This winter has been a true testament to the adage that we must live life on life’s terms.
Up in my little corner of the world, the winter weather has been damn near relentless since late October. The New Year started with a frozen-solid bang, with temperatures hovering around -2 Fahrenheit. With a few weeks of respite between then and now, I’d say almost everybody here is ready for winter to take its final bow and exit stage left.
As I write this, I’m standing at my kitchen island looking outside at a snowy, wintry “wonderland”. If the extended forecast is at all accurate, we’re looking at one–maybe two–more snowstorms in the next week.
Guys, I want to be OK with this, because there’s literally nothing I can do to change what’s coming. Such is the frustrating (and scary) reality that is weather, and life in general. Sometimes, a season holds on past its due date, and there’s little we can do but bundle up extra tight and brave the cold. We can survive it, sure, though we may not feel like we’re able to thrive in it. We just put one boot in front of the other and hope we don’t slip and fall on our asses on the way.
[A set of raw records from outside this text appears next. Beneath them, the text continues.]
PR #7732, opened 2025-03-23
[Nu-7702] Warn user when scenario version is outdated before save or deploy

### LINKED ISSUE #7702: Warn user when scenario version is outdated before save or deploy
## 💥 Proposal

Sometimes it may happen that user tries to

- save scenario version after someone saved theirs version in another machine or browser tab
- deploy of currently seen version while newer deployment was committed in the meantime

In both of these situations we should at least inform the user that current version is not being the latest one. Admittedly the scenario activities
are updated without need of page reload and are properly updated on their panel - but they might be unnoticed by the user.

DeamonDev:
## Describe your changes

I implemented mechanism to warn user when tries to save version of scenario which is not the recent one (for example because someone else modified it in the meantime). 

image

The analogous warning is added for deployment button

image

## Checklist before merge


Dzuming (approved):
LGTM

Is that something we should just get used to? This seemingly endless deluge of gross, cold, wet, sloppy snow? It seems like a lesson for many aspects of life, sobriety included. That’s why we huddle in groups and recite the serenity prayer, tell ourselves that we must live life on life’s terms, and reassure each other that “this too shall pass”. We cope with life’s seasons by admitting we can’t control the vast majority of what happens around us. Sometimes it helps–we keep trudging on and gripe about it in jest with each other, all while putting our faith into the idea that yes, this actually WILL pass. Someday. Somehow.
So what does it say about people like me, who rail against things like the never-ending winter (I know it will end) and who get grumpy, on-edge, tense, or just flat-out depressed about the weather? Even when we know there’s nothing to be done about it but keep going? I’ve endured so many difficult seasons in my life, both of the weathery-type and not, that sometimes I let myself fall into the thought trap that I am “deserving” of something better.
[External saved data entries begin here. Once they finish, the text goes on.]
PR #7768, opened 2025-03-26
[NU-2004] Passing StreamExecutionEnvironment to node compilation

arkadius:
## Checklist before merge


build.sbt
```diff
@@ -824,6 +827,19 @@ lazy val flinkExecutor = (project in flink("executor"))
     flinkTestUtils % Test,
   )
 
+lazy val scenarioCompilerFlinkDeps = (project in flink("scenario-compiler-deps"))
```
arkadius, line 830: A new module was needed for one class that have to be used on both Flink DM side and Flink executor side

engine/flink/components/base-tests/src/test/scala/pl/touk/nussknacker/engine/flink/table/definition/TablesDefinitionDiscoveryTest.scala
```diff
@@ -1,39 +1,89 @@
...
     with LoneElement
     with ValidatedValuesDetailedMessage
     with TableDrivenPropertyChecks
-    with PatientScalaFutures {
+    with PatientScalaFutures
+    with ModelClassLoaderSimulationSuite {
+
+  override protected type FixtureParam = TablesDefinitionDiscovery
+
+  private val miniClusterWithServices =
```
arkadius, line 42: I rewrote tests using implicit minicluster usage to explicit minicluster usage in order to:
- expose that we use our minicluster wrapper with the same extensions as in normal flink distribution (csv format, json format, filesystem conector, planner, etc)
- better clean-up resources (streamexecutionenv is now closed after each test)

engine/flink/management/src/main/scala/pl/touk/nussknacker/engine/management/FlinkDeploymentManager.scala
```diff
@@ -369,6 +372,18 @@ class FlinkDeploymentManager(
...
   }
 
+  override def scenarioCompilationDependenciesResource: Resource[SyncIO, EngineScenarioCompilationDependencies] = {
+    miniClusterWithServicesOpt
+      .map(
+        _.createAttachedStreamExecutionEnvironment[SyncIO]
+          .map(new FlinkScenarioCompilationDependencies(_))
+      )
+      .getOrElse {
+        // TODO: always create share minicluster
```
arkadius: I'll fix it in the next PR

mslabek (approved):
Please check if we can reduce usages of minicluster in attached mode. And maybe add rename to `withContextClassLoader` . LGTM

arkadius:
> Please check if we can reduce usages of minicluster in attached mode. And maybe add rename to `withContextClassLoader` . LGTM

Ok, done. It works with detached mode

Don’t we deserve spring up here in the Midwest? Don’t we deserve warmth and sunshine and flowers? We’ve been hidden beneath jackets and scarves and hats and mittens and boots for so many months that it’s hard to recall what a lazy day at the beach even looks like anymore.
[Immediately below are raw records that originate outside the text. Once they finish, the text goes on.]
PR #7779, opened 2025-03-26
[NU-2076] Single button for tests with parameters (adhoc) and with generated data

mgoworko:
## Describe your changes

New button and new modal, that handles both tests with parameters and with generated data.
- old buttons not removed from code, still can be configured and used
- but in the default config example the old buttons are replaced with the new one

Screenshots
--------------------
1. When test not available for sources - button inactive

--------------------
2. When only tests with generated data are available

--------------------
3. When only tests with parameters (adhoc) are available

--------------------
4. When both types of tests are available

--------------------
5. Recently added adhoc test animation still works for the new button, for both types of tests
[recording](https://github.com/user-attachments/assets/c3d17d61-0034-4002-a050-f6abe8e92b18)

## Checklist before merge


Dzuming:
@mgoworko 

1. Is it possible to somehow inform a user why the live samples / Form option is disabled and what to do to enable it?
2. After clicking `learn more` the documentation page looks off-sync and not strictly related to the context where the user currently is. Are you planning to update the docs?

designer/client/src/components/modals/Testing/TestingForm.tsx
```diff
@@ -0,0 +1,232 @@
...
+                value={{
+                    value: adhocTestingCurrentValue,
+                    setValue: setAdhocTestingCurrentValue,
+                    parameters,
+                    variableTypes,
+                    errors: adhocTestingErrors,
+                }}
+            >
+                <NodeTable>
+                    <FormLabel required>{t("addProcessForm.label.testMode", "Data used in sources")}</FormLabel>
```
Dzuming:
```suggestion
                    <FormLabel required>{t("addProcessForm.label.testMode", "Data used in scenario sources")}</FormLabel>
```

designer/client/src/components/modals/Testing/TestingForm.tsx
```diff
@@ -0,0 +1,232 @@
...
+    handleSetTouched: (touched: TouchedValue) => void;
+    touched: TouchedValue;
+    testingData: WindowType<WindowKind, TestingData>;
+    closeDialog: () => void;
+}
+
+const DryRunTestingIcon = loadable(() => import("../../../assets/img/icons/test-dry-run.svg"));
+const GenerateAndTestIcon = loadable(() => import("../../../assets/img/icons/test-using-generated-data.svg"));
+
+export function TestingForm({ value, touched, onChange, handleSetTouched, testingData, closeDialog }: TestingFormProps): JSX.Element {
```
Dzuming: IMO, this component makes way too much, we should separate it into a few components:

1. Scenario, which will have a logic to select a specific form, and after clicking into specific "sources" button will render a specific form
2. Testing Form, which will contain all ad-hoc related logic (buttons included here)
3. TestngFromSingleSource, rendered by the testing form
4. tetsingFromMultipleSourceWarning, rendered by the testing form
5. Live samples, which will contain testing from generated file logic (buttons included here)


Thanks to it, we will be able to hide logic related only to specific variants like useAdhocTesting* hooks, and we can remove redundant [enabled](https://github.com/TouK/nussknacker/pull/7779/files) flag from useAdhocTestingParametersValidation

Dzuming (changes requested):

designer/client/src/components/modals/Testing/TestingForm.tsx
mgoworko: Ad 1. Done, added info in tooltip, as much as is currently available - 2 cases 
-    `Scenario testing is not supported for scenario in current state` - for example for archived, when the test button is disabled because of backed config (but FE does not have information about detailed reason)
- `Scenario testing is not supported for currently configured sources` - when the scenario sources do not support testing (or there are currently no sources)

Ad 2. I will update docs after this PR is merged

Ad. this comment: suggestion is applied

designer/client/src/components/modals/Testing/TestingForm.tsx
mgoworko: Separated into 
- TestingDialog - base for dialog that is opened 
- TestingForm - base content of the dialog, handles test type buttons
- TestVariantForm - chooses correct variant form
- and 3 variants:
  - TestWithParametersSingleSourceForm
  - TestWithParametersMultipleSourcesForm
  - TestWithGeneratedDataForm

Flag removed

designer/client/src/components/modals/Testing/TestingForm.tsx
```diff
@@ -0,0 +1,132 @@
...
+
+const DryRunTestingIcon = loadable(() => import("../../../assets/img/icons/test-dry-run.svg"));
+const GenerateAndTestIcon = loadable(() => import("../../../assets/img/icons/test-using-generated-data.svg"));
+
+export function TestingForm({ testingData, closeDialog }: TestingFormProps): JSX.Element {
+    const { t } = useTranslation();
+
+    const testCapabilities = useSelector(getTestCapabilities);
+
+    const availabilityMap: Record<TestType, boolean> = {
```
Dzuming: can you memoize value with useMemo?

designer/client/src/components/modals/Testing/useValidatedLocalStorage.ts
```diff
@@ -0,0 +1,22 @@
+import { useEffect, useState } from "react";
+
+export function useValidatedLocalStorage<T>(key: string, initialValue: T, validate: (value: any) => boolean) {
```
Dzuming: Why do we need this custom hook? Looks like we can achieve the same with https://rooks.vercel.app/docs/useLocalstorageState (we already use it in a few places)

designer/client/src/components/modals/Testing/TestingForm.tsx
```diff
@@ -0,0 +1,132 @@
...
+            handleSetTouched({ ...touched, [field]: true });
+        },
+        [handleSetTouched, onChange, touched, testType],
+    );
+    const onBlurChange = useCallback(
+        (field: keyof TouchedValue, next: boolean) => handleSetTouched({ ...touched, [field]: next }),
+        [handleSetTouched, touched],
+    );
+
+    const testWithParametersIsAvailable = testCapabilities.canTestWithForm;
```
Dzuming: Can we use these testWithParametersIsAvailable and testWithGeneratedDataIsAvailable values in availabilityMap?

designer/client/src/components/modals/Testing/TestingForm.tsx
```diff
@@ -0,0 +1,132 @@
...
+        <div className={cx(css({ paddingTop: 10, paddingBottom: 20 }))}>
+            <NodeTable>
+                <FormLabel required>{t("addProcessForm.label.testMode", "Data used in scenario sources")}</FormLabel>
+                <span className={nodeValue}>
+                    <FormGroup
+                        row
+                        sx={(theme) => ({ flexWrap: "flex", alignItems: "center", gap: theme.spacing(1.5) })}
+                        onChange={(event) => {
+                            const target = event.target as HTMLInputElement;
+                            onFieldChange("testType", target.checked ? target.value : target.value);
```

And the same goes for sobriety. A lot of us have endured so many difficult, trying, heartbreaking situations through our individual journies through sobriety–don’t we deserve a break? Don’t we deserve that relaxing vacation, the perfectly clean house, the schedules filled only with things we want to do, not what we have to do? Don’t we deserve the perfect partner and the perfect children (or pets) and the job of our dreams? Is this not what we have endured the shit-slogging pain of getting and staying sober for?
Ok, maybe I’m being a bit dramatic. This winter will indeed pass, and we will once again know what green grass and unfrozen lakes look like. Similarly, sober life isn’t all trial and tribulation–it would be a horrible disservice to characterize it as such. With every ounce of pain, there’s a whole cup of joy. We endure the extended winters in anticipation of the sweet, humid summers–and when that summer comes, we eat ice cream in the park in our bare feet and shorts, all made sweeter with the knowledge that we survived yet another winter to get here.
Until then, I’ll be huddled under blankets at home or grumbling my way through the icy terrain. I’m trying, okay?